Known for its commitment to serving small towns and rural communities, Red Apple’s latest store highlights the retailer’s dedication to creating accessible and affordable shopping options for families across Canada.

Commitment to Small Communities

“We couldn’t be more thrilled to expand into Gravelbourg,” says Brendan Proctor, CEO of Red Apple Stores. “Our mission is to deliver great value, incredible deals, and quality products to families, and we’re looking forward to serving the wonderful people of this community.”

Brendan Proctor, CEO of Red Apple Stores

The new Gravelbourg location is part of Red Apple’s strategy to solidify its presence in small-town Canada, where it has become a trusted shopping destination for over 20 years. With more than 140 stores across the country, the retailer is celebrated for offering friendly service, a welcoming environment, and a diverse product assortment tailored to meet the needs of local shoppers.

One-Stop Shopping for Families

The Gravelbourg store promises to deliver an extensive selection of products across several categories, making it a convenient one-stop shop for families. Shoppers can expect to find:

  • Fashion and apparel for all ages.
  • Home essentials to refresh living spaces.
  • Toys and everyday goods to meet household needs.
  • A curated selection of food items and treats.

Adding to the store’s appeal is Red Apple’s signature Candyworks™ candy shop, a favourite among customers for its wide variety of sweets and confections.

Grand Opening Celebration

To mark the occasion, Red Apple is hosting a grand opening celebration starting at 9:00 a.m. on February 14. The event will include a ribbon-cutting ceremony and several exciting promotions:

  • $10 shopping card and free laundry basket for the first 100 customers.
  • Limited-edition Red Apple shopping totes, available while supplies last.
  • Exclusive deals and discounts throughout the weekend.
  • A chance to win a $1,000 shopping spree, with no purchase necessary.

These festivities are designed to welcome the Gravelbourg community with a memorable shopping experience, introducing residents to the value and convenience Red Apple Stores is known for.

About Red Apple Stores

Red Apple Stores has built its reputation as Canada’s favourite hometown store, focusing on small-town general merchandise retail. With over 140 locations nationwide, the chain prides itself on providing exceptional service, quality products, and unbeatable value in categories such as food, fashion, and home essentials. For more than two decades, Red Apple has been a reliable retailer, offering big savings and creating a welcoming shopping experience in smaller communities.

Red Apple Stores is a Canadian chain of general merchandise retail stores, serving small towns and rural communities across the country. Founded in 1991, the company has grown to over 140 locations, offering a wide range of products including clothing, household goods, toys, and groceries.

The origins of Red Apple Stores can be traced back to The Bargain! Shop, which was established in 1991 as a closeout store division of Woolworth Canada. In 1999, The Bargain! Shop was sold to a Canadian investment company, marking its transition to a Canadian-owned entity.
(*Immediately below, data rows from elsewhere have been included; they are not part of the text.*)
PR #5047, opened 2026-06-07
Fix elytra hitbox collapse when motion vector is negative

### LINKED ISSUE #5044: Baritone error in Elytra Behaviour
## Some information 
Operating system: Windows
Java version: Java21
Minecraft version: 1.21.11
Baritone version: Baritone-1.17.0
Other mods: 

## Exception, error or logs
I find a bug(maybe) in ElytraBehaviour.java
https://github.com/cabaletta/baritone/blob/775f4ca97f64bba5780f0f012485dce20b36fb44/src/main/java/baritone/process/elytra/ElytraBehavior.java#L1193
I think hitbox should move(motion), not inflate(motion)
the box will be empty if moving towards negative axises
this error may  led to a crash into walls/lava

## How to reproduce
.

## Final checklist

CompileRider:
AABB.inflate(dx,dy,dz) adds dx to BOTH minX and maxX. When motion components are negative, this collapses or inverts the bounding box, causing false collision detection with walls and lava during elytra flight.

Use AABB.move(dx,dy,dz) instead, which translates the entire box without distorting its dimensions. The .inflate(0.01) safety padding is preserved.

Fixes #5044

UwU


leijurv:
yeah sure ill merge this just delete that test

ZacSharp:
Are speeds above one block per tick a problem or do Minecraft physics not check for collisions between the current and next positions? This check now assumes the player can move through lava without touching it by simply moving fast enough.

CompileRider:
> Are speeds above one block per tick a problem or do Minecraft physics not check for collisions between the current and next positions? This check now assumes the player can move through lava without touching it by simply moving fast enough.


You are right. While AABB.move(dx, dy, dz) fixes the bounding box collapse/inversion when motion is negative, it indeed introduces a 'tunneling' problem. It only checks the hitbox at the destination, meaning at high speeds (common with Elytra), the bot could fly through thin walls or lava streams without detecting them.

The original use of inflate() was likely an attempt to create a 'swept volume' check, but inflate() is bidirectional and fails with negative vectors. The correct fix should be using AABB.expandTowards(motion.x, motion.y, motion.z). This method expands the box specifically in the direction of movement, correctly covering the entire path for that tick without the risk of collapsing the box or skipping intermediate obstacles.

CompileRider:
Since this PR is already merged, it would be best to address this 'tunneling' improvement in a new issue. I'll open one to track the implementation of expandTowards to ensure full collision coverage at high speeds while maintaining the fix for negative motion vectors.

PR #5054, opened 2026-06-14
Add support for nether vines v2

ZacSharp:
Directly based on https://github.com/cabaletta/baritone/pull/4111. This is a crazy long lived branch, but somehow still merges cleanly.

* Most movements explicitly refuse to start on normal vines or ladders. Now they also refuse to start on nether vines.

In 2012, The Bargain! Shop began rebranding its stores to Red Apple, aiming to refresh its brand identity and better serve its customer base. This rebranding effort was part of a broader strategy to enhance the shopping experience and align the stores more closely with the needs of small-town communities.

The company’s headquarters are located in Mississauga, Ontario, supporting its nationwide operations. With a commitment to meeting everyday needs and more, Red Apple Stores continues to be a reputable neighborhood retailer in Canada’s small towns.